:: WHAT IS EXPECTED ::
Write out again, exactly, the lines of the listing below from the first one through the one that contains "- unified logging", and no other lines.

+-------+

PR #105, opened 2025-12-19
refactor: migration validation

larskemper:
#### General

- unified logging and exception handling (own validation exception class)
- split invalid field value in required / optional field log (required is an error, optional a warning)
- added translation log for future fix implementation
- fix conversion of order custom fields (before was set to invalid "null" if not existing)
- fix sizing and coloring of ssl url in ui
- fix unpinned padding of log group table

#### Validation wise

- added check for database field definition: field now get marked as required if: definition has required flag, database field is not nullable and has no default value
- removed check for unexpected fields (adds unnecessary noise to logs and errors)
- removed db lookup of associations ids (n+1 query problem)
- removed validation of association fields by serializer (often false positive, cause of missing write context data)
- added a more naive / basic check for association fields: correct data structure and valid ids


src/Migration/Validation/MigrationValidationService.php
```diff
@@ -37,13 +39,19 @@
  * @internal
  */
 #[Package('fundamentals@after-sales')]
-readonly class MigrationValidationService
+class MigrationValidationService
 {
+    /**
+     * @var array<string, list<string>>
+     */
+    private array $requiredColumnsCache = [];
```
MalteJanz: Because this is used for memoization / a local cache, please also implement the reset interface and add the proper DI container tag: https://developer.shopware.com/docs/resources/references/adr/2022-03-09-reset-class-state-during-requests.html

src/Migration/Validation/MigrationValidationService.php
```diff
@@ -106,68 +114,91 @@ public function validate(
         return $validationContext->getValidationResult();
     }
 
+    /**
+     * Validates that all required fields are present and that no unexpected fields exist.
```
MalteJanz: > and that no unexpected fields exist.

Are unexpected fields actually an issue? e.g. do they cause an exception on write? You could double check that by calling the admin API with data for an entity that includes "unexpected fields" 🤔 

If it works fine I wouldn't report it, because imagining you migrate from SW6.7.5.0 to SW6.7.4.0 (for whatever reason), and because the source system is a minor version ahead, it might include an additional field that doesn't exists in the target system yet. Right now our converters for SW6 are rather dump and just copy the data over, which means it might produce an validation error that isn't an issue in practice

src/Migration/Validation/MigrationValidationService.php
MalteJanz: Just trying to understand: why is this extra `Required` flag needed for running the serializer? A short code comment would be helpful here 🙂

src/Migration/Validation/MigrationValidationService.php
```diff
@@ -240,16 +265,69 @@ private function validateAssociations(MigrationValidationContext $validationCont
             );
```
MalteJanz: Thinking more about this: we might ignore a edge case here:

Yes in the best case, e.g. an product is converted (and has a mapping) before an order is converted and then trying to look up that product id in the mappings DB should work. So far so good.

But in practice we also often convert an entity together with some associations. e.g. the product data contains it's manufacturer data:
https://github.com/shopware/SwagMigrationAssistant/blob/5d4ec50b03152b8433e76cd8eddbb4cf87167905/src/Profile/Shopware/Converter/ProductConverter.php#L352

which still creates a mapping entry:
https://github.com/shopware/SwagMigrationAssistant/blob/5d4ec50b03152b8433e76cd8eddbb4cf87167905/src/Profile/Shopware/Converter/ProductConverter.php#L696-L701

but that mapping entry isn't immediately flushed to the DB, only after a whole batch is processed:
https://github.com/shopware/SwagMigrationAssistant/blob/5d4ec50b03152b8433e76cd8eddbb4cf87167905/src/Migration/Service/MigrationDataConverter.php#L71

The mapping service correctly handles this with it's internal cache:
https://github.com/shopware/SwagMigrationAssistant/blob/8f780ffb229c75e7a8f59103115be74ae57de60b/src/Migration/Mapping/MappingService.php#L114-L117

So doing the same mapping lookup twice will return the same uuid instead of generating a new one.

BUT it looks like your `MigrationValidationService` is called once per entity before the mappings are flushed to the DB:
https://github.com/shopware/SwagMigrationAssistant/blob/5d4ec50b03152b8433e76cd8eddbb4cf87167905/src/Migration/Service/MigrationDataConverter.php#L114-L120

Which isn't a problem in itself, but here comes the

TLDR: the marked function call to `$this->mappingService->hasValidMappingByEntityId` is implemented like this:
https://github.com/shopware/SwagMigrationAssistant/blob/8f780ffb229c75e7a8f59103115be74ae57de60b/src/Migration/Mapping/MappingService.php#L217-L231

And thus always reaches for the DB, without respecting the local cache first. So these cases likely create validation errors, even though the mappings exists, just not yet in the DB 🤯 

=> that `hasValidMappingByEntityId` method needs to be adjusted to search through the `$this->writeArray` first (unfortunately it can't use the `$this-mappings` cache, because that is indexed by old identifiers, not the new entityId)

MalteJanz (changes requested):

src/Migration/Validation/MigrationValidationService.php
larskemper: ntk 👍

src/Migration/Validation/MigrationValidationService.php
larskemper: the required flag controls the flow in `AbstractFieldSerializer` ([ref](https://github.com/shopware/shopware/blob/trunk/src/Core/Framework/DataAbstractionLayer/FieldSerializer/AbstractFieldSerializer.php#L111)). Without the serializer skips field validation.

will add a comment

src/Migration/Validation/MigrationValidationService.php
MalteJanz: Also thinking further about it: Is this kind of validation really necessary in practice? Which issues in a migration does it detect?

Because it creates another [`N+1 Query` problem](https://planetscale.com/blog/what-is-n-1-query-problem-and-how-to-solve-it) by potentially having to look for multiple existing mappings in the DB for every processed entity, which can't really be preloaded with the whole entity batch.

And that adds more complexity and brings us further away from solving that "N+1 Query Problem" for the migration in general, thus slower migrations / worse performance

src/Migration/Validation/MigrationValidationService.php
larskemper: if not specifically implemented it will not throw by default, but the error is also just a warning + unfixable

tests/integration/Migration/Validation/MigrationValidationServiceTest.php
```diff
@@ -170,6 +174,96 @@ public function testShouldValidateStructureAndFieldsValues(array $convertedData,
...
+            'cmsPageVersionId', // has default value, but has required flag
+        ];
+
+        static::assertCount(
+            0,
+            \array_intersect($expectedMissingFields, $missingFields)
+        );
+    }
+
+    public function testShouldLogWhenEntityHasNowId(): void
```
ennasus4sun:
```suggestion
    public function testShouldLogWhenEntityHasNoId(): void
```
?

ennasus4sun (approved):

jozsefdamokos (approved):

src/Migration/Validation/MigrationValidationService.php
MalteJanz: But it would still clutter our log file right? And it's also extra processing work for something irrelevant (if it actually is ignored by the DAL which I'm expecting) 😅

larskemper: then let's get rid of it ➕ 😄

src/Migration/Validation/MigrationValidationService.php
larskemper: i removed the lookup. Also added distinction between optional & required field for field validation. And added an extra error log for missing/invalid translations that we should make fixable in the future (let the user create required translation in the admin)

src/Migration/Validation/MigrationValidationService.php
```diff
@@ -185,71 +224,84 @@ private function validateFields(MigrationValidationContext $validationContext):
                 $serializer = $field->getSerializer();
                 \iterator_to_array($serializer->encode($field, $entityExistence, $keyValue, $parameters), false);
```
jozsefdamokos: why is `iterator_to_array` needed here?

jozsefdamokos (approved):

src/Migration/Validation/MigrationValidationService.php
larskemper: the Serializers are returning `\Generator` ([ref](https://github.com/shopware/shopware/blob/trunk/src/Core/Framework/DataAbstractionLayer/FieldSerializer/FieldSerializerInterface.php#L28)) that is not executed until actually iterated. So we need that to actually execute the encoding.

src/Migration/Validation/MigrationValidationService.php
```diff
@@ -22,31 +24,51 @@
...
-use SwagMigrationAssistant\Migration\Validation\Log\MigrationValidationInvalidFieldValueLog;
-use SwagMigrationAssistant\Migration\Validation\Log\MigrationValidationInvalidForeignKeyLog;
+use SwagMigrationAssistant\Migration\Validation\Log\MigrationValidationInvalidOptionalFieldValueLog;
+use SwagMigrationAssistant\Migration\Validation\Log\MigrationValidationInvalidRequiredFieldValueLog;
+use SwagMigrationAssistant\Migration\Validation\Log\MigrationValidationInvalidRequiredTranslation;
 use SwagMigrationAssistant\Migration\Validation\Log\MigrationValidationMissingRequiredFieldLog;
-use SwagMigrationAssistant\Migration\Validation\Log\MigrationValidationUnexpectedFieldLog;
 use Symfony\Contracts\EventDispatcher\EventDispatcherInterface;
+use Symfony\Contracts\Service\ResetInterface;
+use function var_dump;
```
jozsefdamokos: I guess not needed

tests/integration/Migration/Validation/MigrationValidationServiceTest.php
```diff
@@ -27,14 +29,16 @@
...
+use SwagMigrationAssistant\Migration\Validation\Log\MigrationValidationInvalidRequiredFieldValueLog;
+use SwagMigrationAssistant\Migration\Validation\Log\MigrationValidationInvalidRequiredTranslation;
 use SwagMigrationAssistant\Migration\Validation\Log\MigrationValidationMissingRequiredFieldLog;
-use SwagMigrationAssistant\Migration\Validation\Log\MigrationValidationUnexpectedFieldLog;
 use SwagMigrationAssistant\Migration\Validation\MigrationValidationResult;
 use SwagMigrationAssistant\Migration\Validation\MigrationValidationService;
 use SwagMigrationAssistant\Profile\Shopware54\Shopware54Profile;
 use SwagMigrationAssistant\Test\Mock\Gateway\Dummy\Local\DummyLocalGateway;
+use function array_map;
+use function var_dump;
```
jozsefdamokos: I guess not needed

tests/integration/Migration/Validation/MigrationValidationServiceTest.php
```diff
@@ -166,10 +172,89 @@ public function testShouldValidateStructureAndFieldsValues(array $convertedData,
...
+        $baseData = [
+            'level' => 'error',
+            'code' => 'some_code',
+            'userFixable' => true,
+            'createdAt' => (new \DateTime())->format(\DATE_ATOM),
+        ];
+
+        yield 'missing id (null)' => [
+            $baseData,
+            MigrationValidationException::unexpectedNullValue('id')->getMessage(),
```
ennasus4sun, line 239:
```suggestion
            'convertedData' => $baseData,
            'expectedExceptionMessage' => MigrationValidationException::unexpectedNullValue('id')->getMessage(),
```

tests/integration/Migration/Validation/MigrationValidationServiceTest.php
```diff
@@ -243,25 +366,13 @@ public static function entityStructureAndFieldProvider(): \Generator
...
-        ];
-
         yield 'fields - invalid type' => [
             [
                 ...$log,
                 'userFixable' => 'not_a_boolean',
             ],
             [
-                MigrationValidationInvalidFieldValueLog::class,
+                MigrationValidationInvalidOptionalFieldValueLog::class,
```
ennasus4sun, line 375: here the keys are missing, too

tests/integration/Migration/Validation/MigrationValidationServiceTest.php
```diff
@@ -381,8 +481,299 @@ public static function associationProvider(): \Generator
...
+                ],
+            ],
+        ];
+
+        yield 'valid categories association (empty array)' => [
+            [
+                ...$baseProduct,
+                'categories' => [],
+            ],
+            [],
```
ennasus4sun, line 512:
```suggestion
            'convertedData' => [
                ...$baseProduct,
                'categories' => [],
            ],
            'expectedLogs' => [],
```

tests/integration/Migration/Validation/MigrationValidationServiceTest.php
```diff
@@ -381,8 +481,299 @@ public static function associationProvider(): \Generator
...
+            'translations' => [
+                Defaults::LANGUAGE_SYSTEM => [
+                    'name' => 'Test Product',
+                ],
+            ],
+        ];
+
+        yield 'valid manufacturer association (null value)' => [
+            $baseProduct,
+            [],
```
ennasus4sun, line 617: same: keys missing

ennasus4sun (approved):

jozsefdamokos (approved):

tests/integration/Migration/Validation/MigrationValidationServiceTest.php
larskemper: when comes the day where I finally remember this 🤣. I need a phpstan rule for this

+-------+

:: EXERCISE RESPONSE ::
PR #105, opened 2025-12-19
refactor: migration validation

larskemper:
#### General

- unified logging and exception handling (own validation exception class)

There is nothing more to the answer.